Applied Statistics Lesson of the Day: Sample Size and Replication in Experimental Design

The goal of an experiment is to determine

  1. whether or not there is a cause-and-effect relationship between the factor and the response
  2. the strength of the causal relationship, should such a relationship exist.

To answer these questions, the response variable is measured in both the control group and the experimental group.  If there is a difference between the 2 responses, then there is evidence to suggest that the causal relationship exists, and the difference can be measured and quantified.

However, in most* experiments, there is random variation in the response.  Random variation exists in the natural sciences, and there is even more of it in the social sciences.  Thus, an observed difference between the control and experimental groups could be mistakenly attributed to a cause-and-effect relationship when the source of the difference is really just random variation.  In short, the difference may simply be due to the noise rather than the signal.  

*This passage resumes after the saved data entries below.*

PR #158, opened 2017-11-12
namespace rector fix

mssimi:
Hey, this PR fixes bug, where namespace rector generated wrong class names. I was unable fix one test error, which was already present as it wants me to "Use service and constructor injection rather than instantiation", but service container is not instantiated yet. Have a nice day:)

### DIFF
--- a/src/Rector/Dynamic/NamespaceReplacerRector.php
+++ b/src/Rector/Dynamic/NamespaceReplacerRector.php
@@ -185,11 +185,10 @@ final class NamespaceReplacerRector extends AbstractRector
     {
         /** @var FullyQualified $resolvedName */
         $resolvedName = $nameNode->getAttribute(Attribute::RESOLVED_NAME);
-        $fullyQualifiedName = $resolvedName->toString();
         $completeNewName = $this->resolveNewNameFromNode($resolvedName);
 
         // first dummy implementation - improve
-        $cutOffFromTheLeft = strlen($fullyQualifiedName) - strlen($nameNode->toString());
+        $cutOffFromTheLeft = strlen($completeNewName) - strlen($nameNode->toString());
 
         return substr($completeNewName, $cutOffFromTheLeft);
     }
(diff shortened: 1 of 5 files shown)


TomasVotruba:
Hey, thanks for the PR. I don't much understand the issue from the change.

Could you provide minimal code for

- Before
- After
- and After expected 

That would make easier for me to get it :) Thanks

mssimi:
I have namespace rector like this

```
rectors:
    Rector\Rector\Dynamic\NamespaceReplacerRector:
        'fs\admin\AppBundle': 'able\AppBundle'
```
Without fix namespaces regenerated are correct but class short names are not.

Before:

```
<?php

namespace fs\admin\AppBundle\Controller;

use fs\admin\AppBundle\Entity\TomasVotruba;
use Sensio\Bundle\FrameworkExtraBundle\Configuration\Route;
use Symfony\Bundle\FrameworkBundle\Controller\Controller;

class DefaultController extends Controller
{
    /**
     * @Route("/", name="homepage")
     */
    public function indexAction()
    {
        $tomasVotruba = new TomasVotruba();die;
    }
}
```
After:

```
<?php

namespace able\AppBundle\Controller;

use able\AppBundle\Entity\TomasVotruba;
use Sensio\Bundle\FrameworkExtraBundle\Configuration\Route;
use Symfony\Bundle\FrameworkBundle\Controller\Controller;

class DefaultController extends Controller
{
    /**
     * @Route("/", name="homepage")
     */
    public function indexAction()
    {
        $tomasVotruba = new sVotruba();die;
    }
}
```
Notice this line  `$tomasVotruba = new sVotruba();die;` it is missing "toma" after new keyword.

TomasVotruba:
Thank you, I understand this much better.

Could I ask you to add test for this? Your code should be just fine.

Adding wrong/correct combination here: https://github.com/rectorphp/rector/blob/master/tests/Rector/Dynamic/NamespaceReplacerRector/Test.php#L27-L30

And your setup to this configuration file: https://github.com/rectorphp/rector/blob/master/tests/Rector/Dynamic/NamespaceReplacerRector/Test.php#L35

It would be ready to merge!

mssimi:
Tests added.

TomasVotruba:
Awesome, thank you!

To detect an actual difference beyond random variation (i.e. to obtain a higher signal-to-noise ratio), it is important to use replication to obtain a sufficiently large sample size in the experiment.  Replication is the repeated application of the treatments to multiple independently assigned experimental units.  (Recall that randomization is an important part of controlling for confounding variables in an experiment.  Randomization ensures that the experimental units are independently assigned to the different treatments.)  The number of independently assigned experimental units that receive the same treatment is the sample size.

*Deterministic computer experiments are unlike most experiments; they do not have random variation in the responses.